Yep, that's what I did this morning, £359.99 with BC discount - don't forget that you now have to go online and download the discount voucher - you can't just rock up with the card anymore. I just emailed myself the PDF download and they scanned the barcode off that, so not really that much of a problem.

Just need to tidy up the spare room so I can assemble the thing. Now I just have to justify the purchase to Mrs C when she gets back from her parents


----------



## Skibird (20 Nov 2018)

Thanks for the reminder of the BC discount, I've never used mine as I always forget about.


----------



## nickAKA (22 Nov 2018)

Buying a turbo is a bit of a leap of faith initially. You don't want to spend a fortune in case you hate it, but if you buy something cheap and decide it floats your boat you'll end up buying twice. My advice would be to go mid-range - the better the quality of the turbo, the better the resale value will be if you decide it's not for you - but plan to use it at least over winter to get some value out of it even if you find it a godawful chore.
A smart trainer teamed up with zwift works for me but there are lots of alternatives, most smart trainers come bundled with software so you don't need to dive straight into a monthly subscription service.

Sorry - my setup is the elite qubo digital smart b+, running on Apple TV, an iPad or my (android) phone in beta. All work great, and at £250ish new it's reasonable, but yup you can pick them up cheap on ebay. It's done a few thousand virtual miles and still functions as it should. When it eventually dies I'll be going big on the next one...


----------



## Globalti (25 Nov 2018)

BrookeK said:


> I went for the Elite Novo Force Turbo Trainer after reading a guide and would highly recommend if you are on a budget. The days are for too short at the moment to be able to cycle in the evenings.
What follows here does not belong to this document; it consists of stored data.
PR #224, opened 2022-10-03
Fix results with `*print-length/depth*` being set

russmatney:
If `*print-length*` is set (e.g. in a cider config), it can break edamame
parsing in the frontend - collections will be limited to whatever that
length is, and an extra `...` will be added to the printed edn, causing
an odd number of forms to show up in maps (making them unparsable).

---

I just got to the bottom of a bug that I thought was in Clerk, but it turned out to
be my own config setting `*print-length*`.

I've been consistently seeing errors like:

```
The map literal starting with [0 2 1 2 1 1 0 1 0] contains 101 form(s). Map literals must contain an even number of forms.
```

The `101` here was a clue - I eventually realized it was the `*print-length*`, which I
set to `50` in my cider config to reduce lag when evaling large values:

``` emacs-lisp
(setq cider-repl-init-code (append cider-repl-init-code '("(set! *print-length* 50)")))
```

For now I've updated my clerk-show and other clerk bindings to unset *print-length*:

``` emacs-lisp
(defun clerk-show ()
  (interactive)
  (save-buffer)
  (let
      ((filename (buffer-file-name)))
    (when filename
      (cider-interactive-eval
       (concat "
(with-bindings {#'*print-length* nil}
  (nextjournal.clerk/show! \"" filename "\"))")))))
```

This PR binds `*print-length*` to `nil` in `clerk.viewer/->edn`, which resolves the
issue on my end (i.e. no binding change necessary). I'm not sure if there are
other locations this needs to be set, but I haven't experienced it elsewhere
after making this change.


mk:
@russmatney good catch, thank you!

Not true! Night riding is fantastic, get an LED light and get out there. It's probably safer as well because you and cars can see each other much more easily.


----------



## fossyant (25 Nov 2018)

Globalti said:


> Not true! Night riding is fantastic, get an LED light and get out there. It's probably safer as well because you and cars can see each other much more easily.
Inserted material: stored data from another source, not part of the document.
PR #236, opened 2022-10-21
Keep processing even if one of the notebooks fail

pfeodrippe:
Adds `:best-effort` flag.

Let me know if you think this is a good idea.

In my case, one notebook was failing because Clerk was complaining about not seeing the `map->MyRecord` var (or something similar) from a record `MyRecord` in the namespace and the other was that a macro that used an aliased require (`log/...`) was considered as non-existent by Clerk (in run time, it works fine).

### DIFF
--- a/src/nextjournal/clerk.clj
+++ b/src/nextjournal/clerk.clj
@@ -425,6 +425,7 @@
   - `:bundle`    - if true results in a single self-contained html file including inlined images
   - `:browse`    - if true will open browser with the built file on success
   - `:dashboard` - if true will start a server and show a rich build report in the browser (use with `:bundle` to open browser)
+  - `:best-effort` - if true will keep processing other notebooks even in case of some failing
   - `:out-path`  - a relative path to a folder to contain the static pages (defaults to `\"public/build\"`)
   - `:git/sha`, `:git/url` - when both present, each page displays a link to `(str url \"blob\" sha path-to-notebook)`
   "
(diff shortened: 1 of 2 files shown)


mk:
Hi @pfeodrippe,

I'd love to see an issue and small repro about the Clerk error you've seen. When showing a namespace, Clerk tries to be more strict than the REPL and throws if you're referring to vars that no longer exist in the file after you've removed them.

I'm aware of one macro running into an issue with this and it sounds like you've got another one. Would like to get to the bottom of this.

Regarding the change here, I think I'd prefer the keep build failing loudly if any notebook fails. Your change only affects analysis but there's also the parsing & eval phases where a single notebook can fail. I think we'd have to consider all phases for such an `:continue-on-error?` flag but I'd like to wait a bit until this code settles down more and see if we really need it.

pfeodrippe:
> Hi @pfeodrippe,
> 
> I'd love to see an issue and small repro about the Clerk error you've seen. When showing a namespace, Clerk tries to be more strict than the REPL and throws if you're referring to vars that no longer exist in the file after you've removed them.
> 
> I'm aware of one macro running into an issue with this and it sounds like you've got another one. Would like to get to the bottom of this.
> 
> Regarding the change here, I think I'd prefer the keep build failing loudly if any notebook fails. Your change only affects analysis but there's also the parsing & eval phases where a single notebook can fail. I think we'd have to consider all phases for such an `:continue-on-error?` flag but I'd like to wait a bit until this code settles down more and see if we really need it.

Sure, will open them tonight, thanks :)

mk:
Thanks @pfeodrippe! I'm closing this, we might want to revisit it once the builder code has stabilised.

pfeodrippe:
> Thanks @pfeodrippe! I'm closing this, we might want to revisit it once the builder code has stabilised.

Sure. thanks!

PR #240, opened 2022-10-22
try unkeyed-list

mhuebert:
Maybe something changed in Reagent (or w/ functional components), I thought previously that `(into [:<>] ...)` would have the same effect as this.

Does this address the key issues @mk? I am able to still re-render plotly without remounts, and I don't see key errors, but have not tested any other cases.


mk:
@mhuebert the duplicate key issues are fixed by only removing `^{:key (str viewer (:idx opts))}` from `inspect-presented`, but that brings back the `Rendered fewer hooks than expected. This may be caused by an accidental early return statement.` errors we've already seen before https://github.com/nextjournal/clerk/pull/231#issuecomment-1279768408.

mhuebert:
Ah good point.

Off road night riding, even better'erer ! Turbo is handy though.


----------



## Ming the Merciless (25 Nov 2018)

Mtb turbo in the woods


----------



## T.M.H.N.E.T (25 Nov 2018)

YukonBoy said:


> Mtb turbo in the woods


At night, with no lights


----------



## Globalti (25 Nov 2018)

Night MTBing in the SNOW is even better. We once went up to Darwen tower in snow and bright moonlight on a freezing crisp night. My cleats kept freezing up and wouldn't engage with my SPDs. The moonlight was so bright on the snow that we were able to ride without lights. Absolutely magical!


----------



## Ming the Merciless (25 Nov 2018)

Mtb n snow is like riding on velcro. Utterly brilliant.


----------



## beepbeep (25 Nov 2018)

I am very satisfied with my TACX Vortex Smart....Simple and easy to use with free software from TACX or using a Garmin edge...


----------



## gmw492 (30 Nov 2018)

Nebulous said:


> Oh no - why did you tell me that?? I've been contemplating at £450, but that extra £50 has swung the balance. I'm not at home, but my local Halfords has one in stock and I've ordered one. Will collect tomorrow evening when I get home. Hopefully I'll get another 10% with British Cycling, taking it to £360 - well into the territory for the better wheel-on turbos.
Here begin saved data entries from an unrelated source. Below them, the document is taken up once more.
PR #243, opened 2022-10-24
Add Open Graph Metadata to static Build

zampino:
* default we will use the last suitable image (sizewise) in the notebook, if there is none, we take the screenshot of the whole notebook
* folks need to be able to flag a result so they can override this default
* folks can also specify a url which contains the image
* do we allow overriding the opengraph text part as well? How do we autogenerate it?
* what about the favicon
* do we set the title in the doc?
* target unbundled case first

https://nextjournal.slack.com/archives/C022KRVLAC9/p1666611149563889

https://ogp.me/#metadata


zampino:
* proposed API for specifying OG details, according to https://ogp.me/#metadata

> To turn your web pages into graph objects, you need to add basic metadata to your page. We've based the initial version of the protocol on RDFa which means that you'll place additional <meta> tags in the <head> of your web page. The four required properties for every page are:
> * og:title - The title of your object as it should appear within the graph, e.g., "The Rock".
> * og:type - The [type](https://ogp.me/#types) of your object, e.g., "video.movie". Depending on the type you specify, other properties may also be required.
> * og:image - An image URL which should represent your object within the graph.
> * og:url - The canonical URL of your object that will be used as its permanent ID in the graph, e.g., "https://www.imdb.com/title/tt0117500/".

which could be matched by namespace meta like:

https://github.com/nextjournal/clerk/blob/b972be682e9faf947cd6264c72f6695146acea58/notebooks/open_graph.clj#L2-L17

missing keys could be filled in by us.

Possible ns keys:
* `:nextjournal.clerk/open-graph`
* `:nextjournal.clerk/og`

Scalar values, a single key for each property

* `:nextjournal.clerk/og-url`

joe-loco:
Some thoughts:

I think I would keep this analogous to the `visibility` options, i.e.

On the ns level:

```cli
(ns example
  {:nextjournal.clerk/visibility {:code :fold :result :hide}
   :nextjournal.clerk/open-graph {:title "Example"
                                  :type "article:clerk"
                                  :image "https://example.dev/og-image.png"
                                  :description "A Clerk notebook explaining how to use Open Graph tags with your notebook."}})
```

```cli
{::clerk/visibility {:code :fold :result :hide}
 ::clerk/open-graph {:title "Example"
                     :type "article:clerk"
                     :image "https://example.dev/og-image.png"
                     :description "A Clerk notebook explaining how to use Open Graph tags with your notebook."}}
```
All keys in `::clerk/open-graph` map to the OG spec tags minus the `og-` prefix and all values should follow the spec. We should set up some values by default:

* image (the result image that best fits into a 1200x630 (or 1.91:1 aspect ratio) rectangle. If none is present the notebook preview will be used.
* `title` the first `#` level one heading that’s used in the document. This should also be used for `<title>`.
* `type` wil be `article:clerk`
* `description` will be the first two sentences of the document. I’m not sure if we should use headings here as well or just paragraphs. I’m also not sure if this should be set by default at all. It might be that we pick something that doesn't make sense.

To pick a result as image, I propose following the `visibility` approach as well, i.e.

```clj
^{::clerk/visibility {:code :fold :result :hide}
  ::clerk/open-graph {:image :result}
```
The `:result` key follows how we use `:hide` or `:fold` for `visibility` and keeps the possibility open that we use other values than `:result` in the future (as opposed to a boolean). Further, it clearly states what is used as image (the result — again, as opposed to a boolean).

Keeping this in line with `visibility` allows us to re-use already established ergonomics and (maybe?) also use the existing mechanism that we have in place for `visibility`.

joe-loco:
Perhaps related to this: It really always irks me that I only get the OG preview once I use some article in the actual service I want to post it to. So having some form of preview would be super helpful.

zampino:
How should `build-static-app!` enter the play?
1. If some og meta are present or inferred, they should be added in the static page view regardless of screenshots
2. There should be an option to trigger the creation of screenshots. 
   In that case, the user need to provide the URL at which they'll host the static page as we cannot use relative URL.

In case of 1. we don't need to wait the actual page creation for populating ogs in the view. In case of 2. we need to first generate the page and then add the og image url.

zampino:
> the first # level one heading that’s used in the document. This should also be used for <title>.

A parsed document has a `:title` key.

> description — will be the first two sentences of the document. I’m not sure if we should use headings here as well or just use paragraphs

We could pick the text of the first node of kind paragraph as parsed by markdown.

zampino:
At this point, this already allows for having card image URLs configured explicitly

https://github.com/nextjournal/clerk/blob/2b79bba4fe1fb296ae00d49434dec36a626749ae/book.clj#L3-L7

CleanShot 2022-10-26 at 11 20 59@2xCleanShot 2022-10-26 at 11 17 49@2x

Shall we add the snapshotting feature in a follow up?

Just noticed this thread and your reply,looking at the same myself Tacx Flux from Halfords but pretty new to the smart trainer stuff, does it auto adjust if you go uphill on a course and is it worth buying any good, thanks


----------



## nickAKA (30 Nov 2018)

gmw492 said:


> Just noticed this thread and your reply,looking at the same myself Tacx Flux from Halfords but pretty new to the smart trainer stuff, does it auto adjust if you go uphill on a course and is it worth buying any good, thanks



It's a 'proper' smart trainer so adjusts resistance within whatever app you're using, early versions of the flux had some technical issues (based on what I read online, not personal experience) but they seem to have ironed out the kinks & like most of the top-end trainer manufacturers they have good customer service.


----------



## beepbeep (30 Nov 2018)

TACX Vortex sMART....Im happy with mine.


----------



## Nebulous (30 Nov 2018)

gmw492 said:


> Just noticed this thread and your reply,looking at the same myself Tacx Flux from Halfords but pretty new to the smart trainer stuff, does it auto adjust if you go uphill on a course and is it worth buying any good, thanks



I'm very happy so far, but I have nothing to compare it with. Zwift is a bit cartoonish, and has been a bit of a learning curve, but the trainer has been all I expected. I've been on it more in two weeks than I normally would in a month, which is the important thing. I'm going to do some of the training plans, which will provide more structured training than I usually do. 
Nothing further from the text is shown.